Only the number is needed: how many lines in the entries below contain the string "huge"?

Stored data entries
##############################
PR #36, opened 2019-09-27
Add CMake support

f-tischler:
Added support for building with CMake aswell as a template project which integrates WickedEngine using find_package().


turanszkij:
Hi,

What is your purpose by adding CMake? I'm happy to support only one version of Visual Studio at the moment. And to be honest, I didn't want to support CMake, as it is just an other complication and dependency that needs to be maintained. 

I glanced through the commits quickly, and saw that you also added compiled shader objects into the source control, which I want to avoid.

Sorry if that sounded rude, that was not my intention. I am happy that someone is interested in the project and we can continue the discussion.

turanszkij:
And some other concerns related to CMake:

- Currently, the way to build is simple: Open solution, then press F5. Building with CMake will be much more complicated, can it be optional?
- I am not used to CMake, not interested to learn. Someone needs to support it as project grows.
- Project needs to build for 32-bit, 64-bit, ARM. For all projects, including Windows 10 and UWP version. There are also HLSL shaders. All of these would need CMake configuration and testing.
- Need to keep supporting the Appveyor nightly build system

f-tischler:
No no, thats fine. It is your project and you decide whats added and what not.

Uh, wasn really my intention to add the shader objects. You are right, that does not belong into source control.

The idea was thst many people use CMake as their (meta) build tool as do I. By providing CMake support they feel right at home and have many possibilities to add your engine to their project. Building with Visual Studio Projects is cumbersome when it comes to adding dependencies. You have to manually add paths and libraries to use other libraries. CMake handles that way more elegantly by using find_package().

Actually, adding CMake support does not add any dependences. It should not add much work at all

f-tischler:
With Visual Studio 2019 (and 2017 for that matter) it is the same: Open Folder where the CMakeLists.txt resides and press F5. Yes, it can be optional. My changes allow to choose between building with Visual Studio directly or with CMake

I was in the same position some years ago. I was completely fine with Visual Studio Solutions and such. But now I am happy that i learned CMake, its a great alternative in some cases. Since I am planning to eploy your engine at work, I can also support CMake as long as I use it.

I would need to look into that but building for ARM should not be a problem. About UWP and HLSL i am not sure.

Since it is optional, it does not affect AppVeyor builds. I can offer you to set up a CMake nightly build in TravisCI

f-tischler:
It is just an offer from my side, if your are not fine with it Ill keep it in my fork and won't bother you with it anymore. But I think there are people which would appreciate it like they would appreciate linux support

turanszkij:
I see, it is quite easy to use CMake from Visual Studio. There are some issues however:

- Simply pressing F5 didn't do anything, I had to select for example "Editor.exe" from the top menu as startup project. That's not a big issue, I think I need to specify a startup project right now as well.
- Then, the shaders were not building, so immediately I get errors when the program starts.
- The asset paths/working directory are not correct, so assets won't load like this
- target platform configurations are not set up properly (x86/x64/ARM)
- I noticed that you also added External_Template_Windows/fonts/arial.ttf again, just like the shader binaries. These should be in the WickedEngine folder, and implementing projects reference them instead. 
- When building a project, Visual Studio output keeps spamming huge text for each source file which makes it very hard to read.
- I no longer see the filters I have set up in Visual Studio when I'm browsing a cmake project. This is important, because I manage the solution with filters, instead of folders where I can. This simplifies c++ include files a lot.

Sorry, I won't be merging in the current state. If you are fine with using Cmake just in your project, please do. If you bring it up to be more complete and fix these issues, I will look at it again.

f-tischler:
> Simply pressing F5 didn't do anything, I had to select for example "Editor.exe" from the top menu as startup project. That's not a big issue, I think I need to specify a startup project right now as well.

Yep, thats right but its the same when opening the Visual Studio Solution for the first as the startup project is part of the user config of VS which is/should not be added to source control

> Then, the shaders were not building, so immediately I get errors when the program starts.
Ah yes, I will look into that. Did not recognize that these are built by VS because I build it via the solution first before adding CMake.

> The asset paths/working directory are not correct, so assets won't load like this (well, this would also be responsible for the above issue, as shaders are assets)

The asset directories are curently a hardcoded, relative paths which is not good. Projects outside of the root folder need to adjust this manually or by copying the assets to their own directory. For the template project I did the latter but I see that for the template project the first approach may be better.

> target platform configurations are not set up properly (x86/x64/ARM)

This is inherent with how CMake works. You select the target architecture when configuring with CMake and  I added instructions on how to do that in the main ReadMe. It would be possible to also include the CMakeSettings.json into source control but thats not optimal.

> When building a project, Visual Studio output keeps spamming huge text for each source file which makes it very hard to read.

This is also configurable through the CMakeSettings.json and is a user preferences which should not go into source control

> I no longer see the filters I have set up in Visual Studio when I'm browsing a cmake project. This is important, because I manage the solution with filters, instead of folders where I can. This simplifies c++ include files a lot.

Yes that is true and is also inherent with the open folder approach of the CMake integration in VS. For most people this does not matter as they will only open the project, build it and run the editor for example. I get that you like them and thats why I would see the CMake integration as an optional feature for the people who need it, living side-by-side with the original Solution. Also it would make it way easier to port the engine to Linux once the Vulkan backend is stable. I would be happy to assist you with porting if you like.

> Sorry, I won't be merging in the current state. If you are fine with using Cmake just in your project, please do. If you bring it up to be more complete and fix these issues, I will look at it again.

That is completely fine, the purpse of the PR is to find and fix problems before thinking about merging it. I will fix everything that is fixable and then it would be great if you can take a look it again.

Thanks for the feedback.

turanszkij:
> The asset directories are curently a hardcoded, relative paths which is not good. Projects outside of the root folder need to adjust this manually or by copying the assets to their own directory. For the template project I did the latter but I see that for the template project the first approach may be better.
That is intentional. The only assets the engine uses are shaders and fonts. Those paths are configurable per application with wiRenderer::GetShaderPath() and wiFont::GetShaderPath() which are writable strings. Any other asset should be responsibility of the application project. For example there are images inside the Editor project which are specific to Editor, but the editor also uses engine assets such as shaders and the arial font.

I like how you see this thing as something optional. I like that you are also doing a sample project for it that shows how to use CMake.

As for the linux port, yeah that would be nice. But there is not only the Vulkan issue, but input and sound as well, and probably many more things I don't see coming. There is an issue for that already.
##############################
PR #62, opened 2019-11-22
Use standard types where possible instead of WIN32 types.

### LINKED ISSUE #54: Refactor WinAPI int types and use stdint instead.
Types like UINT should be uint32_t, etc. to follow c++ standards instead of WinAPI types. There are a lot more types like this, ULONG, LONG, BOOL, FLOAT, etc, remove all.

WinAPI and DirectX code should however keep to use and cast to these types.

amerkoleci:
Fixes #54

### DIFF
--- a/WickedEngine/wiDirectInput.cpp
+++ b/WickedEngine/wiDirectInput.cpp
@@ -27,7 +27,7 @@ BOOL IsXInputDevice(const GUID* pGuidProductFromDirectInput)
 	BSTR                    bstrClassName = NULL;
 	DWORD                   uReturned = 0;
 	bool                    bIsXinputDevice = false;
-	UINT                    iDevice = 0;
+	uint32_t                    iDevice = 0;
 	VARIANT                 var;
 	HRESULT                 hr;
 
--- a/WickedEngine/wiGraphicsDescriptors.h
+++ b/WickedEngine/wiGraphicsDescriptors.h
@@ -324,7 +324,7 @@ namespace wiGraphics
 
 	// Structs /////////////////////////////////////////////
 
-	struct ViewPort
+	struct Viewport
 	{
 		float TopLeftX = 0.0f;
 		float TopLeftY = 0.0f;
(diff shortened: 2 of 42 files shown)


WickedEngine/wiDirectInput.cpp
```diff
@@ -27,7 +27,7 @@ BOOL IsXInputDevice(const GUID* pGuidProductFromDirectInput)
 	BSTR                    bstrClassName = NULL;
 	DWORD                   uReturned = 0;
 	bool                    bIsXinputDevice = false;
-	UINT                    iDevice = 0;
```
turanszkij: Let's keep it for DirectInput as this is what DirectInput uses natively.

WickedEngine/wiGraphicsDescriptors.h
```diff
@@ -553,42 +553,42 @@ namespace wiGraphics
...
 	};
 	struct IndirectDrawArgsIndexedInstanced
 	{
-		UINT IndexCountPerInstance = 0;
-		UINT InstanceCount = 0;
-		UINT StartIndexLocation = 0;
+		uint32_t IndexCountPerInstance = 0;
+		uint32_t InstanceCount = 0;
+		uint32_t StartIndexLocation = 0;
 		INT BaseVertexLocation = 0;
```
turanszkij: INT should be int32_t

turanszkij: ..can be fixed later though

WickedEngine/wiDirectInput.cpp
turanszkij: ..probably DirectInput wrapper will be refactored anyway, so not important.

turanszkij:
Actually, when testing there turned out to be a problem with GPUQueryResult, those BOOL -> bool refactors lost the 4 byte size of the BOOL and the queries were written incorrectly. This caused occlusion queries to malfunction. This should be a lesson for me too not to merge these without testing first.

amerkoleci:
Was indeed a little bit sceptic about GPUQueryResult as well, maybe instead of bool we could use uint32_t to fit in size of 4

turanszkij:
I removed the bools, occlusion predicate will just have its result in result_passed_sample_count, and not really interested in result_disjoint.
##############################
**Solution below**:
2